(Exercise input Opens)

PR #512, opened 2025-02-22
fix: no convert upper case for the first character

rtgiskard:
If the app name is not ASCII, it could add extra invalid bytes to the name string

### DIFF
--- a/src/notiModel/notiModel.vala
+++ b/src/notiModel/notiModel.vala
@@ -168,7 +168,7 @@ namespace SwayNotificationCenter {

(Exercise input Closes)

▶ **Work task**
Using the data above, tally the lines that contain the string "vala" and state only the result.

▶ **Written answer**
2